• _Exercise instructions_
For the listing underneath, give the count of lines containing the string "necessary" and nothing further.

[[ Dataset content, beginning ]]

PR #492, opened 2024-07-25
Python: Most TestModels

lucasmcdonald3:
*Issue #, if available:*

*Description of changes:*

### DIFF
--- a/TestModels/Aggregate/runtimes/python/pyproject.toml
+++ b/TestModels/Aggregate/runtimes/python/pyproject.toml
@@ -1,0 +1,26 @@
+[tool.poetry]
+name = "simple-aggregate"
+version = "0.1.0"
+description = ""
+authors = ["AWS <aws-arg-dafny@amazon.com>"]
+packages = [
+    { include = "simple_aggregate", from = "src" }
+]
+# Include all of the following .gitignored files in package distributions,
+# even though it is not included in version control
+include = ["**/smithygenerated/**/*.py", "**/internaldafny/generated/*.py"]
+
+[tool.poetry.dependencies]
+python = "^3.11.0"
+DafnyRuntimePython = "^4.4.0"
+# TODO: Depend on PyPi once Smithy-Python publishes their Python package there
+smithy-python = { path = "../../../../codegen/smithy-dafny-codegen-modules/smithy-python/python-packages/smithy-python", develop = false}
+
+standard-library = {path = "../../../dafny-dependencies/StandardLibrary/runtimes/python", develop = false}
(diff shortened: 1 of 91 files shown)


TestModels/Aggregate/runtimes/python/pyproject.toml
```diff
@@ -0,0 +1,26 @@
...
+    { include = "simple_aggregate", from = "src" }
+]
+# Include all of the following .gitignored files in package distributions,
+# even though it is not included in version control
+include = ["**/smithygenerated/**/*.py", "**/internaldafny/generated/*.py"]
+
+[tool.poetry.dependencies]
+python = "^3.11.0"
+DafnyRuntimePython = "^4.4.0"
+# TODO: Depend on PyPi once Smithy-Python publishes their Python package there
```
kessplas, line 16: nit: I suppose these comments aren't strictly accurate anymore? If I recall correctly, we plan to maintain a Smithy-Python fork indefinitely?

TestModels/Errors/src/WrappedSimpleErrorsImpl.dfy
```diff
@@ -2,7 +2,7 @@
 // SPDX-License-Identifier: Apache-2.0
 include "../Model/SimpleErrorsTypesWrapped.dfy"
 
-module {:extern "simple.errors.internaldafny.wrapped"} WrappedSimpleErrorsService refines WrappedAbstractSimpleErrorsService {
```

[[ Dataset content, end ]]
[[ Dataset content, beginning ]]

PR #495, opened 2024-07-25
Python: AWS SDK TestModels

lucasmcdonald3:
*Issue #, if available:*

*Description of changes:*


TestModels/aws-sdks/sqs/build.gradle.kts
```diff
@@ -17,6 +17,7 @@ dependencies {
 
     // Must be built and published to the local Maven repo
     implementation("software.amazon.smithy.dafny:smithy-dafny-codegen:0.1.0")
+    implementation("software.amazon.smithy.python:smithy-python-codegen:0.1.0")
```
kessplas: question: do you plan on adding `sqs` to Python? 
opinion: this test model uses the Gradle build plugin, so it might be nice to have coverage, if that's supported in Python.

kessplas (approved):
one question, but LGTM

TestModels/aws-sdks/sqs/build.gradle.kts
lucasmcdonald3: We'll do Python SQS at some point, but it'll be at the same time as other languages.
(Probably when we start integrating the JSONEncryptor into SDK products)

[[ Dataset content, end ]]
[[ Dataset content, beginning ]]

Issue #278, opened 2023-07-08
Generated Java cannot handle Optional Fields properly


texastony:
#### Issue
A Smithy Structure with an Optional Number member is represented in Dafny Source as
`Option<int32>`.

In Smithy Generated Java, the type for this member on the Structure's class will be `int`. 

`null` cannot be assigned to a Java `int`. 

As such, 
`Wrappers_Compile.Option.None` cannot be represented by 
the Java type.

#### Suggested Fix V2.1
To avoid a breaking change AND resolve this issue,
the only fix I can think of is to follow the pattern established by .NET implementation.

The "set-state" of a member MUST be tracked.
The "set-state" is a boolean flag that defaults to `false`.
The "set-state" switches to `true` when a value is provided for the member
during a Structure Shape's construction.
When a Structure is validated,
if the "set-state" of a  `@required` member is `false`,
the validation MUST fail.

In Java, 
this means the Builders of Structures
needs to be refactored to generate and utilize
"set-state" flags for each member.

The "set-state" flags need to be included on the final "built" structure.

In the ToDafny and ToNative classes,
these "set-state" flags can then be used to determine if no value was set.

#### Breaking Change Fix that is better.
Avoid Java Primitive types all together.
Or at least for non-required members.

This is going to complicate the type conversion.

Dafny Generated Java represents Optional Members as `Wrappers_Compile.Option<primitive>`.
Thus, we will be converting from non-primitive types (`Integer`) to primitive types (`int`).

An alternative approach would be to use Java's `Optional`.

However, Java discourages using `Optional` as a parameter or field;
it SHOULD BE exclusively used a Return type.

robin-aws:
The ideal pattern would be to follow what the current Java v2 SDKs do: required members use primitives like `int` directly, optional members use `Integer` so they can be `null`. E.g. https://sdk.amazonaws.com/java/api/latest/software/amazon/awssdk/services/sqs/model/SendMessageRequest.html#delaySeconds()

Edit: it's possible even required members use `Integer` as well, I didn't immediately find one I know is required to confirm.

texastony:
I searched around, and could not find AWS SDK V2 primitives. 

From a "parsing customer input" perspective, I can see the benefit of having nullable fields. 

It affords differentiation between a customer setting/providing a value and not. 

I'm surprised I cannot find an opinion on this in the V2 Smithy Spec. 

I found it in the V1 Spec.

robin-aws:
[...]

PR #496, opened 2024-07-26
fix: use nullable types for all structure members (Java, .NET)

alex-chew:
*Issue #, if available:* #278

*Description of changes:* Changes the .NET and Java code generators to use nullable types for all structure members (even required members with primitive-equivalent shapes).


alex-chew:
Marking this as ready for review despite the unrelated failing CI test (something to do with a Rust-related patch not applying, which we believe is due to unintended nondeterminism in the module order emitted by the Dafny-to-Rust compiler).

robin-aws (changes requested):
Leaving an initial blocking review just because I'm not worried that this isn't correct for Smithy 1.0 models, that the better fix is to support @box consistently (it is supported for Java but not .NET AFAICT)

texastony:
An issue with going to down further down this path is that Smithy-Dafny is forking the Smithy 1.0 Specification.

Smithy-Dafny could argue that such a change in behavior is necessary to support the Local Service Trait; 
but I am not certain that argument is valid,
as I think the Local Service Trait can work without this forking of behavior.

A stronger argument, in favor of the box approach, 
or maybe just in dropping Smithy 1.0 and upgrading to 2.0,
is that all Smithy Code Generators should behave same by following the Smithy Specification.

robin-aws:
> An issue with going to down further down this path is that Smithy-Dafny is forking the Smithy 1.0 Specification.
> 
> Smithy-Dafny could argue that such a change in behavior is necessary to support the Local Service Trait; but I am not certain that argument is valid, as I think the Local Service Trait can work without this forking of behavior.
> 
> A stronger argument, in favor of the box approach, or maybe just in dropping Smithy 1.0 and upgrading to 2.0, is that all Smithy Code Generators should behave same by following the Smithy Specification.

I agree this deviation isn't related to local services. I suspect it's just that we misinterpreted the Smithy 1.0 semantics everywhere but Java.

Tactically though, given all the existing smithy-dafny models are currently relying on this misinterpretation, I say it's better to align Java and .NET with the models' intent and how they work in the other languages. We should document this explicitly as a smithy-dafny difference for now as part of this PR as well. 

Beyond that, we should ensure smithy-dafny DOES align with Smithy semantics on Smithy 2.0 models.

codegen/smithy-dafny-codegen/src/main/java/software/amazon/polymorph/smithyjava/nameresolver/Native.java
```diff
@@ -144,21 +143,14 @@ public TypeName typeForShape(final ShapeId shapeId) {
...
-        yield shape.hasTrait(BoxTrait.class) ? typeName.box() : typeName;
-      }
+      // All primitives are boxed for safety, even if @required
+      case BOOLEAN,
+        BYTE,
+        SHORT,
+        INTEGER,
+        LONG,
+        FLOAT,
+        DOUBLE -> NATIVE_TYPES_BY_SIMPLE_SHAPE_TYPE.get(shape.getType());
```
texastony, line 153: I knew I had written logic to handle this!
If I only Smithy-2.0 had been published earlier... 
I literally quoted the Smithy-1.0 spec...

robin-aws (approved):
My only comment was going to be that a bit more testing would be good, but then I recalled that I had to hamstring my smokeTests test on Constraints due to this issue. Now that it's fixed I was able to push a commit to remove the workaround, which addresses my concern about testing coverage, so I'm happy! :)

[[ Dataset content, end ]]

• _Answer section_
2